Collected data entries
PR #474, opened 2018-03-05
Install bokeh to enable dask diagnostics web-interface

cdeepakroy:
This PR
* Adds `bokeh` to `requirements.txt` to enable [Dask diagnostics web interface](http://distributed.readthedocs.io/en/latest/web.html) that is very useful in evaluating the parallelization throughput of our algorithms.
* Bumps the versions of dask packages: `dask, distributed`.

### DIFF
--- a/Dockerfile
+++ b/Dockerfile
@@ -23,7 +23,7 @@ RUN pip install --upgrade --ignore-installed pip setuptools && \
     # Try twice; conda sometimes causes pip to fail the first time, but if it
     # fails twice then there is a real issue.
     pip install -r requirements.txt && \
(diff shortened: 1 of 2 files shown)


Dockerfile
```diff
@@ -23,6 +23,7 @@ RUN pip install --upgrade --ignore-installed pip setuptools && \
     # Try twice; conda sometimes causes pip to fail the first time, but if it
     # fails twice then there is a real issue.
     pip install -r requirements.txt && \
+    pip install -r bokeh>=0.12.14 && \
```
manthey: You don't want the `-r` on this line.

● **Required action**:
The number of lines in the data that contain the word "ignore" is all that should be stated.

● **Result for this task**:
2